[Collected data]
————

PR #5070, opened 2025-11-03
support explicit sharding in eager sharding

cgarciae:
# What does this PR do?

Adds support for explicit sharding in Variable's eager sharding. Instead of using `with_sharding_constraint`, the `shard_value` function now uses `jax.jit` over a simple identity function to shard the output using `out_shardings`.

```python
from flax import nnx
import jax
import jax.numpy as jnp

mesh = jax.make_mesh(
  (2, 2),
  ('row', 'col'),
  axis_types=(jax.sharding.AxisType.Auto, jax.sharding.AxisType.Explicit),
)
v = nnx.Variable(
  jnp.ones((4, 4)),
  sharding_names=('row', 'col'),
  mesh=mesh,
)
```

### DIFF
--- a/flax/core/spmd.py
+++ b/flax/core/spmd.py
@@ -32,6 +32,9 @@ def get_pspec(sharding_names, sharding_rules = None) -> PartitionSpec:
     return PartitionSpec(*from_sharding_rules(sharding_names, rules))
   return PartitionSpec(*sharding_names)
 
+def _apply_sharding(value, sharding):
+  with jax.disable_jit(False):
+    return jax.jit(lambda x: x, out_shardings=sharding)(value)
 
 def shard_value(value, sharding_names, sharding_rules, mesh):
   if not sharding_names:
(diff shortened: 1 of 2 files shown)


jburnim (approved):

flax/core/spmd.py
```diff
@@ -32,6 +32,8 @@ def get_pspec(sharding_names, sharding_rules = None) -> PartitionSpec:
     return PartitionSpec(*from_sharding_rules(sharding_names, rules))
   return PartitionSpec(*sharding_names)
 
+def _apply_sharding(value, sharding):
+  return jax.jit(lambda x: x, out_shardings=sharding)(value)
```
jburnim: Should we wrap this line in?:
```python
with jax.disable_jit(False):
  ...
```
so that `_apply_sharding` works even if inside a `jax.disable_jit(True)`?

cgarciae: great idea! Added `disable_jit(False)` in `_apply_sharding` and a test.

————

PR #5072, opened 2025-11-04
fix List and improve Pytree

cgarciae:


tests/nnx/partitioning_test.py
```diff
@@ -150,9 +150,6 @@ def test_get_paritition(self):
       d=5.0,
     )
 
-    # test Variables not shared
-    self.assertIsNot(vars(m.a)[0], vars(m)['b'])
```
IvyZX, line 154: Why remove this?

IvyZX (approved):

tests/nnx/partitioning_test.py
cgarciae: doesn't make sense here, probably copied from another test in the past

————

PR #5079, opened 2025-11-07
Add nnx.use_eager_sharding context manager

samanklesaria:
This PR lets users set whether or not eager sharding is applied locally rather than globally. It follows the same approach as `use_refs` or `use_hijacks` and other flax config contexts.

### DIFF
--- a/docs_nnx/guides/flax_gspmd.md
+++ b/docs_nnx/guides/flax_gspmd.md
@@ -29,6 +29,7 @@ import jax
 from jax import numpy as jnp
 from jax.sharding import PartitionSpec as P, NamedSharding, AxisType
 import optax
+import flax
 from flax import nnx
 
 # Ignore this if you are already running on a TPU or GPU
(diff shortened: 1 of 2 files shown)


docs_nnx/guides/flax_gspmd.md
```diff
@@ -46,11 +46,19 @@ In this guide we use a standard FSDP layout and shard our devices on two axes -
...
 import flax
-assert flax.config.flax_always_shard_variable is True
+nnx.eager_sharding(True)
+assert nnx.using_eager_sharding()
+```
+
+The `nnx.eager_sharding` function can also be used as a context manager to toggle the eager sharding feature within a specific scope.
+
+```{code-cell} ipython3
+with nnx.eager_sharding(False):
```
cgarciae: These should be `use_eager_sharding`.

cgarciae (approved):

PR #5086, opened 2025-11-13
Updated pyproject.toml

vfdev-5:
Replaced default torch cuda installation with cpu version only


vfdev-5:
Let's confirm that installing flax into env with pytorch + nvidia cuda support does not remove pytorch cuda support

————

**What the exercise asks**
In the entries above, one line contains "PR #5070, opened 2025-11-03" and another contains "# What does this PR do?". Reproduce exactly those two lines and the lines between them, nothing else.

**Final answer**
PR #5070, opened 2025-11-03
support explicit sharding in eager sharding

cgarciae:
# What does this PR do?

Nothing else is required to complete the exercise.